Mike is correct but even thinner panels have some effect and if you put in enough panels, the sum of the smaller effects add up even at the lower frequencies. If you go to Ethan Winer's web site and look at his room and his FR curves, you'll get a good idea of what it takes to tame a room. Ethan also has some great articles on acoustics that are well worth reading. This amount of treatment isn't to everyone's taste but even if you do a bit, it helps a lot.

Bob


----------



## affeking (Jul 3, 2006)

Bob_99 said:


> even if you do a bit, it helps a lot.


This is exactly what I was basing my expectations on. I know treatments encounter a point of diminishing returns, and that your initial treatment (done correctly) can yield significant results.

Obviously, I'm not quite done yet. However, I have covered my 3 visible wall-wall corners from floor to ceiling with solid OC3. The panels aren't as deep as drwho mentions of course, but the face of them is about 18" from the corner (rough guess). I plan to add some more panels in key positions, using Ethan's pinknoise MP3 and my SPL meter to locate them.

Although I did test the phase of the sub extensively, I suspect some of this could be due to phase cancellation with the fronts. The reason I think this is that the sound is noticeably better when watching movies. My crossover is set to 80hz in my receiver, but when testing with REW I will be seeing overlap starting at about 45hz. I am going to have to test completely separately, as someone mentioned earlier.
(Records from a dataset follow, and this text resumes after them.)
PR #2219, opened 2026-05-30
Make `lychee::latest` track the latest stable release, add `nightly` tag

### LINKED ISSUE #1981: Docker tag for latest stable release
I would like to be able to run the latest stable release. I thought that using `lycheeverse/lychee:latest-alpine` would achieve this but it seems like there is no difference between the `latest` and `master` Docker tags. Is this intentional? If so, would it be possible to add a `stable` tag that points to the latest release version?

mre:
The `latest` and `master` Docker tags were identical: `latest` was published on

So, I will get those better measurements in the coming days here and hopefully we'll see something. I know its not going to be earth-shattering below 100hz, but I certainly expected some improvement.

Thanks guys,
Jeff


----------



## SRR (May 4, 2008)

If you are using the Roxul bendable wool stuff, you might try compressing it by a good amount, try 2/3 of the height that you have now. Roxuls Rockboard, is much better below 100Hz, and is twice as dense, and breaks before it bends to far kind of stiffness. I bought 12 sheets of 2" thick and 2' x 4' for under $150 shipped. I am thinking about getting some more and cutting some up into triangles and going to about 5' high in my front corners. I would go all the way up, but I have my main electrical panel in the front right corner, and per my electrician (Uncle :whistling, I can't cover the panel up even if its a removable object. I guess that makes sense, don't want a breaker getting stuck and spew sparks on my bass traps :raped:.


----------



## SRR (May 4, 2008)

Ooops I see you are using 703, guess I had Roxul on the brain. Does 703 compress? I know 705 is twice the density of 703 and thus better at bass trapping. So I wonder if you could compress it a little and see if that helps?


----------



## affeking (Jul 3, 2006)

*My before / after graphs are in...*

First off, yes SSR, you can compress the 703 to an extent. I did this a little bit, just to make sure everything was snug in the frame I built. I really should have gone with 705 for the corner traps, but it worked out better for me logistically to get 703.

On to the topic of those new graphs I promised. Got them, and I'm seeing more of the same. I'm a bit disapointed, but I am still positive the sound is better with the traps. First off - I measured with a radioshack meter as my mic, and went from 10 - 200hz. I think the mic can handle that range with decent accuracy, at least for the purposes of comparing before/afters. 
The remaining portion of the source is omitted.